Data to process:
PR #313, opened 2021-09-23
Implement prop type validation of children components (#156)

### LINKED ISSUE #156: Improve propTypes validation

bedrich-schindler:
Closes #156

### DIFF
--- a/src/lib/propTypes/__tests__/elementOfType.test.jsx
+++ b/src/lib/propTypes/__tests__/elementOfType.test.jsx
@@ -1,0 +1,141 @@
+import React from 'react';
+import elementOfType from '../elementOfType';
+
+const TestWrapper = (children) => <div>{children}</div>;
+const TestItem = (children) => <div>{children}</div>;
+
+const executeOptionalElementOfType = (component) => elementOfType(['TestItem'])(
+  { children: component.props.children },
+  'children',
+  'TestWrapper',
+);
+const executeRequiredElementOfType = (component) => elementOfType(['TestItem']).isRequired(
+  { children: component.props.children },
+  'children',
+  'TestWrapper',
+);
+
+describe('elementOfType', () => {
+  it('test valid component which does not require children', () => {
+    const component = (
+      <TestWrapper />
+    );
+
+    const result = executeOptionalElementOfType(component);
+    expect(result).toBeNull();
+  });
+
+  it('test valid component which does not require children with empty React.Fragment', () => {
+    const component = (
+      <TestWrapper>
+        <>
+          <>
+          </>
+        </>
+      </TestWrapper>
+    );
+
+    const result = executeOptionalElementOfType(component);
+    expect(result).toBeNull();
+  });
+
+  it('test valid component which requires children with single child', () => {
+    const component = (
+      <TestWrapper>
+        <TestItem>Item</TestItem>
+      </TestWrapper>
+    );
+
+    const result = executeRequiredElementOfType(component);
+    expect(result).toBeNull();
+  });
+
+  it('test valid component which requires children with multiple children', () => {
+    const component = (
+      <TestWrapper>
+        <TestItem>Item</TestItem>
+        <TestItem>Item</TestItem>
+        <TestItem>Item</TestItem>
+      </TestWrapper>
+    );
+
+    const result = executeRequiredElementOfType(component);
+    expect(result).toBeNull();
+  });
+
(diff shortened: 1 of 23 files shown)


src/lib/propTypes/elementOfType.js
```diff
@@ -0,0 +1,77 @@
...
+  if (isInvalid) {
+    return new Error(`Prop \`${propName}\` of \`${componentName}\` does not contain valid element.`);
+  }
+
+  return null;
+};
+
+const elementOfType = (allowedTypes) => {
+  if (!Array.isArray(allowedTypes) || allowedTypes.length === 0) {
+    throw new TypeError('Prop type validateChildren `elementOfType` requires at least 1 type.');
```
adamkudrna, line 60: Maybe just _Prop type `elementOfType` requires at least 1 type_? 🤔

src/lib/propTypes/__tests__/elementOfType.test.jsx
```diff
@@ -0,0 +1,141 @@
...
+      <TestWrapper>
+        <TestItem>Item</TestItem>
+      </TestWrapper>
+    );
+
+    const result = executeRequiredElementOfType(component);
+    expect(result).toBeNull();
+  });
+
+  it('test valid component which requires children with multiple children', () => {
```
adamkudrna, line 53: which requires ~~children with~~ multiple children ? (multiple times)

src/lib/propTypes/__tests__/elementOfType.test.jsx
```diff
@@ -0,0 +1,141 @@
...
+          <TestItem>Item</TestItem>
+        </>
+      </TestWrapper>
+    );
+
+    const result = executeRequiredElementOfType(component);
+    expect(result).toBeNull();
+  });
+
+  it('test invalid component which requires children but any are passed in', () => {
```
adamkudrna, line 96: _but [ none / no children ] are_ (but I'm not sure)

adamkudrna (approved):
Exciting! Great job! 🚀

adamkudrna:
This is how it get rendered in docs:

obrazek

Maybe we could be more specific in descriptions? Here it could be: _Nested `Button` elements_.

src/lib/propTypes/elementOfType.js
bedrich-schindler: Yeah. I mush have accidentally paste `validateChildren` into the text.

bedrich-schindler:
> This is how it gets rendered in docs:
> 
> obrazek
> 
> Maybe we could be more specific in descriptions? Here it could be: _Nested `Button` elements_.

By the way, I requested new feature in docz so we would be able to change its description. https://github.com/doczjs/docz/issues/1657

mbohal (approved):

bedrich-schindler:
As I have conducted test within real application I have found following problems:

* Most of time, elements passed into `FormLayout` can be wrapped in higher order component as they can be connected to some state. I have decided that we should not check children of  `FormLayout`
* As you can can conditionally render component with`condition && <Component />`, it either returns component or `false`. So we should handle `false` as `null` as `undefined`.

adamkudrna:
> Most of time, elements passed into `FormLayout` can be wrapped in higher order component as they can be connected to some state. I have decided that we should not check children of  `FormLayout`

OK.

> So we should handle `false` as `null` as `undefined`.

I'm a bit lost 👀 . But please do what is necessary.

bedrich-schindler:
> > Most of time, elements passed into `FormLayout` can be wrapped in higher order component as they can be connected to some state. I have decided that we should not check children of  `FormLayout`
> 
> OK.
> 
> > So we should handle `false` as `null` as `undefined`.
> 
> I'm a bit lost 👀 . But please do what is necessary.

See commit as pushed seconds ago. @adamkudrna, @mbohal, please review those changes and approve/reject PR

bedrich-schindler:
We are closing this PR. We've decided that we will not try to validate children as we do not know whether library user will not want to use wrapped version of supported elements which is a thing we are not able to validate in simple way.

Work to complete:
Copy out the whole listing, word for word.

Solution below:
PR #313, opened 2021-09-23
Implement prop type validation of children components (#156)

### LINKED ISSUE #156: Improve propTypes validation

bedrich-schindler:
Closes #156

### DIFF
--- a/src/lib/propTypes/__tests__/elementOfType.test.jsx
+++ b/src/lib/propTypes/__tests__/elementOfType.test.jsx
@@ -1,0 +1,141 @@
+import React from 'react';
+import elementOfType from '../elementOfType';
+
+const TestWrapper = (children) => <div>{children}</div>;
+const TestItem = (children) => <div>{children}</div>;
+
+const executeOptionalElementOfType = (component) => elementOfType(['TestItem'])(
+  { children: component.props.children },
+  'children',
+  'TestWrapper',
+);
+const executeRequiredElementOfType = (component) => elementOfType(['TestItem']).isRequired(
+  { children: component.props.children },
+  'children',
+  'TestWrapper',
+);
+
+describe('elementOfType', () => {
+  it('test valid component which does not require children', () => {
+    const component = (
+      <TestWrapper />
+    );
+
+    const result = executeOptionalElementOfType(component);
+    expect(result).toBeNull();
+  });
+
+  it('test valid component which does not require children with empty React.Fragment', () => {
+    const component = (
+      <TestWrapper>
+        <>
+          <>
+          </>
+        </>
+      </TestWrapper>
+    );
+
+    const result = executeOptionalElementOfType(component);
+    expect(result).toBeNull();
+  });
+
+  it('test valid component which requires children with single child', () => {
+    const component = (
+      <TestWrapper>
+        <TestItem>Item</TestItem>
+      </TestWrapper>
+    );
+
+    const result = executeRequiredElementOfType(component);
+    expect(result).toBeNull();
+  });
+
+  it('test valid component which requires children with multiple children', () => {
+    const component = (
+      <TestWrapper>
+        <TestItem>Item</TestItem>
+        <TestItem>Item</TestItem>
+        <TestItem>Item</TestItem>
+      </TestWrapper>
+    );
+
+    const result = executeRequiredElementOfType(component);
+    expect(result).toBeNull();
+  });
+
(diff shortened: 1 of 23 files shown)


src/lib/propTypes/elementOfType.js
```diff
@@ -0,0 +1,77 @@
...
+  if (isInvalid) {
+    return new Error(`Prop \`${propName}\` of \`${componentName}\` does not contain valid element.`);
+  }
+
+  return null;
+};
+
+const elementOfType = (allowedTypes) => {
+  if (!Array.isArray(allowedTypes) || allowedTypes.length === 0) {
+    throw new TypeError('Prop type validateChildren `elementOfType` requires at least 1 type.');
```
adamkudrna, line 60: Maybe just _Prop type `elementOfType` requires at least 1 type_? 🤔

src/lib/propTypes/__tests__/elementOfType.test.jsx
```diff
@@ -0,0 +1,141 @@
...
+      <TestWrapper>
+        <TestItem>Item</TestItem>
+      </TestWrapper>
+    );
+
+    const result = executeRequiredElementOfType(component);
+    expect(result).toBeNull();
+  });
+
+  it('test valid component which requires children with multiple children', () => {
```
adamkudrna, line 53: which requires ~~children with~~ multiple children ? (multiple times)

src/lib/propTypes/__tests__/elementOfType.test.jsx
```diff
@@ -0,0 +1,141 @@
...
+          <TestItem>Item</TestItem>
+        </>
+      </TestWrapper>
+    );
+
+    const result = executeRequiredElementOfType(component);
+    expect(result).toBeNull();
+  });
+
+  it('test invalid component which requires children but any are passed in', () => {
```
adamkudrna, line 96: _but [ none / no children ] are_ (but I'm not sure)

adamkudrna (approved):
Exciting! Great job! 🚀

adamkudrna:
This is how it get rendered in docs:

obrazek

Maybe we could be more specific in descriptions? Here it could be: _Nested `Button` elements_.

src/lib/propTypes/elementOfType.js
bedrich-schindler: Yeah. I mush have accidentally paste `validateChildren` into the text.

bedrich-schindler:
> This is how it gets rendered in docs:
> 
> obrazek
> 
> Maybe we could be more specific in descriptions? Here it could be: _Nested `Button` elements_.

By the way, I requested new feature in docz so we would be able to change its description. https://github.com/doczjs/docz/issues/1657

mbohal (approved):

bedrich-schindler:
As I have conducted test within real application I have found following problems:

* Most of time, elements passed into `FormLayout` can be wrapped in higher order component as they can be connected to some state. I have decided that we should not check children of  `FormLayout`
* As you can can conditionally render component with`condition && <Component />`, it either returns component or `false`. So we should handle `false` as `null` as `undefined`.

adamkudrna:
> Most of time, elements passed into `FormLayout` can be wrapped in higher order component as they can be connected to some state. I have decided that we should not check children of  `FormLayout`

OK.

> So we should handle `false` as `null` as `undefined`.

I'm a bit lost 👀 . But please do what is necessary.

bedrich-schindler:
> > Most of time, elements passed into `FormLayout` can be wrapped in higher order component as they can be connected to some state. I have decided that we should not check children of  `FormLayout`
> 
> OK.
> 
> > So we should handle `false` as `null` as `undefined`.
> 
> I'm a bit lost 👀 . But please do what is necessary.

See commit as pushed seconds ago. @adamkudrna, @mbohal, please review those changes and approve/reject PR

bedrich-schindler:
We are closing this PR. We've decided that we will not try to validate children as we do not know whether library user will not want to use wrapped version of supported elements which is a thing we are not able to validate in simple way.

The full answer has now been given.